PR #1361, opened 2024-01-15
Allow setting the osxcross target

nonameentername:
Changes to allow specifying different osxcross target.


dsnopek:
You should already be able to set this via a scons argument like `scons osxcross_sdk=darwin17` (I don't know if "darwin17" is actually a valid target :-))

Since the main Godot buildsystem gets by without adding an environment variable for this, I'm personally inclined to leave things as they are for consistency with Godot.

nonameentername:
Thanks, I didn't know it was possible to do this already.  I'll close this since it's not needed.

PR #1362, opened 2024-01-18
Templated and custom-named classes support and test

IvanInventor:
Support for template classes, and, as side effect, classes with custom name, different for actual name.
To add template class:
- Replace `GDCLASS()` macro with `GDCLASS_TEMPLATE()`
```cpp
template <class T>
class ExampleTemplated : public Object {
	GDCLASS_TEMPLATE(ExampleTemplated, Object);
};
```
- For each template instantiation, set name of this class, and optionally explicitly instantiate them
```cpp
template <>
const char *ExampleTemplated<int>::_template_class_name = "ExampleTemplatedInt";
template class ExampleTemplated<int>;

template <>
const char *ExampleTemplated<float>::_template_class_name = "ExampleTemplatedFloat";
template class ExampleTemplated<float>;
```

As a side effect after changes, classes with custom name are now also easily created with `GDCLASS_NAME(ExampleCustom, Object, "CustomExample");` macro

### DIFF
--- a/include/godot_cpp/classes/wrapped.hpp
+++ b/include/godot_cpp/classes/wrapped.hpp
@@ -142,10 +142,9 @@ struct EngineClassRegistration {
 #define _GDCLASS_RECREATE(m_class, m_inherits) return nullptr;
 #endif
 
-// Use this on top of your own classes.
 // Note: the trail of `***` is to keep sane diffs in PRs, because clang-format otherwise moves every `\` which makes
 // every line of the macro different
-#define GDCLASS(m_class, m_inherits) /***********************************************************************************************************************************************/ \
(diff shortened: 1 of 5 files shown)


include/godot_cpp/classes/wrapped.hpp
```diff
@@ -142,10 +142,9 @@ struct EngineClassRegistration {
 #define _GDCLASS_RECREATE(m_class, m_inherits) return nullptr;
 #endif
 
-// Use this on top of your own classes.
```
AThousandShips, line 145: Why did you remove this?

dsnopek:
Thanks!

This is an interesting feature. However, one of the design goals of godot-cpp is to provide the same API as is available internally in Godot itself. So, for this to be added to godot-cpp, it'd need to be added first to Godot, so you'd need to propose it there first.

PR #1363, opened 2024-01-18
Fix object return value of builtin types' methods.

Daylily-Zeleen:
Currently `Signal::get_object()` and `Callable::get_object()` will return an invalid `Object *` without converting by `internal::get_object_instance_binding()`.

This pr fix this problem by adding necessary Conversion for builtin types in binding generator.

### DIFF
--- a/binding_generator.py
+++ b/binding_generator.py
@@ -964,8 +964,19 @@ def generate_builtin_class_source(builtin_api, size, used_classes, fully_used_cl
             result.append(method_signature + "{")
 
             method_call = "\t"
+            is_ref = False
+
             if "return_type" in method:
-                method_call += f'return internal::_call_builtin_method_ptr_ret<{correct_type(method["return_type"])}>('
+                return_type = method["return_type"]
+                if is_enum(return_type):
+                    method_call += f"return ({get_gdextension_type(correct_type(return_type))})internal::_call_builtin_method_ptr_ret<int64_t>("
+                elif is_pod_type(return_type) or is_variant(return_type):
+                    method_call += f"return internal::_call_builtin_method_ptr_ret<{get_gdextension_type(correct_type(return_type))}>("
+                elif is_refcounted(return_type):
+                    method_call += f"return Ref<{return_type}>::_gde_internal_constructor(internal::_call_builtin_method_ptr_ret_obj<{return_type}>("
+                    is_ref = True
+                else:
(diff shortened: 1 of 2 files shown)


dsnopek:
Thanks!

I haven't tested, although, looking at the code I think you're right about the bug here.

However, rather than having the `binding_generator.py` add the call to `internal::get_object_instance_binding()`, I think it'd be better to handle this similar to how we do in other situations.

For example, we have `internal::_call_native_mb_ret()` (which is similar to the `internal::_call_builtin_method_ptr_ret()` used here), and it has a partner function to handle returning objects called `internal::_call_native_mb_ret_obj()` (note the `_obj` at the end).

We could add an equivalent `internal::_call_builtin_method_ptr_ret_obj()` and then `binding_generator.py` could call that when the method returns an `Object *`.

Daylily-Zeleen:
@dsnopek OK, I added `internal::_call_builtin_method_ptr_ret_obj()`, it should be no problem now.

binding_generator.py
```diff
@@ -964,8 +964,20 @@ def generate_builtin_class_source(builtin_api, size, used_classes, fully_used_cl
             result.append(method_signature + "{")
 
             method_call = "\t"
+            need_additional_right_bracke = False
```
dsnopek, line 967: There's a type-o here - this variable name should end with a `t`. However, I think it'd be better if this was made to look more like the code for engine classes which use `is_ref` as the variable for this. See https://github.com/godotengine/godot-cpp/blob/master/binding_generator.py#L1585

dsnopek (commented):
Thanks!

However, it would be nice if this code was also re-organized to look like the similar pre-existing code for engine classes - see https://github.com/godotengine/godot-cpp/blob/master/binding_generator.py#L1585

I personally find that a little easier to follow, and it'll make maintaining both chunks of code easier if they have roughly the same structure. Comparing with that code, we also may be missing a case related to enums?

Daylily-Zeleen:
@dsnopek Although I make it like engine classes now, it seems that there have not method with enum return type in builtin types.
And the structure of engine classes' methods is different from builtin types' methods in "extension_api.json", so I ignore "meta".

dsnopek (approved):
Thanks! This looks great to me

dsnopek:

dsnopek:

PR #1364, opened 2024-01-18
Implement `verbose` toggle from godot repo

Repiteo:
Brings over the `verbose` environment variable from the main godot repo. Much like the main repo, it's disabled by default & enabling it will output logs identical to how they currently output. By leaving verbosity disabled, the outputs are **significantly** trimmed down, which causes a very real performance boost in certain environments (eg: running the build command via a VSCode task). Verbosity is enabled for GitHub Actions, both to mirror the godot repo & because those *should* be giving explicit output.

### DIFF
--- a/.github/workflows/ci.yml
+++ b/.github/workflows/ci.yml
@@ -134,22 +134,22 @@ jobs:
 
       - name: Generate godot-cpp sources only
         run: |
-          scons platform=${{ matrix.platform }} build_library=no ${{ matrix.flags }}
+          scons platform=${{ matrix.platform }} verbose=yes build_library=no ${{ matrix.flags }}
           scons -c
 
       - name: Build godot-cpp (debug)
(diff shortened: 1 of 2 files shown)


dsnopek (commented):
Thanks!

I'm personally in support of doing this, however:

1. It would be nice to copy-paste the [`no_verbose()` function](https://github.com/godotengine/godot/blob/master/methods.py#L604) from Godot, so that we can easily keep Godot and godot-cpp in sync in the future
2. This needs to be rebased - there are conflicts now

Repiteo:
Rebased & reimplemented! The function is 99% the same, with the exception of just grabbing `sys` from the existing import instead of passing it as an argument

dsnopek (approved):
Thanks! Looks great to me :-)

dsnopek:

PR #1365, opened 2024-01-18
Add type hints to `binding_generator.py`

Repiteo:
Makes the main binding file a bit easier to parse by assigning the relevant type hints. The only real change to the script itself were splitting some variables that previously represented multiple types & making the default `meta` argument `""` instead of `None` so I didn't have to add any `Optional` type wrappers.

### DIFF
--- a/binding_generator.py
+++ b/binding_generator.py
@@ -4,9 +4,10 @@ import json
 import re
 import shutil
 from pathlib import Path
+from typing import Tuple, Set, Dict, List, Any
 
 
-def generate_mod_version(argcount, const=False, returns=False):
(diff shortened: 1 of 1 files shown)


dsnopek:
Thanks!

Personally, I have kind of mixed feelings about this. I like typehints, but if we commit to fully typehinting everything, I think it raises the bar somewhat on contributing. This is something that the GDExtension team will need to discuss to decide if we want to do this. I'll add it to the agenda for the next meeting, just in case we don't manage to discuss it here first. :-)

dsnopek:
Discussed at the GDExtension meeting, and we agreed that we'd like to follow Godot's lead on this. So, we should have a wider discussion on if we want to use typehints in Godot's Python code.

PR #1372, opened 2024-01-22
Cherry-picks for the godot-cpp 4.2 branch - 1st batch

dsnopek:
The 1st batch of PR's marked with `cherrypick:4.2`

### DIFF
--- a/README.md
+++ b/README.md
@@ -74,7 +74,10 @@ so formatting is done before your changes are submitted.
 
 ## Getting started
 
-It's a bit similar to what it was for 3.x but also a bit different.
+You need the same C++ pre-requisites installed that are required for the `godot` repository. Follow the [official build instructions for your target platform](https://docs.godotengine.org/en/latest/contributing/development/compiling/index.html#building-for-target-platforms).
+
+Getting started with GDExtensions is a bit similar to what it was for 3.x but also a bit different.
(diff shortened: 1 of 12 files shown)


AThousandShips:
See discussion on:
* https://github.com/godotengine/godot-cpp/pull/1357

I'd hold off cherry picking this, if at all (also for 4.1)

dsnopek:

___

Your assignment | Show all lines above containing "blob".

Output |
dsnopek, line 967: There's a type-o here - this variable name should end with a `t`. However, I think it'd be better if this was made to look more like the code for engine classes which use `is_ref` as the variable for this. See https://github.com/godotengine/godot-cpp/blob/master/binding_generator.py#L1585
However, it would be nice if this code was also re-organized to look like the similar pre-existing code for engine classes - see https://github.com/godotengine/godot-cpp/blob/master/binding_generator.py#L1585
1. It would be nice to copy-paste the [`no_verbose()` function](https://github.com/godotengine/godot/blob/master/methods.py#L604) from Godot, so that we can easily keep Godot and godot-cpp in sync in the future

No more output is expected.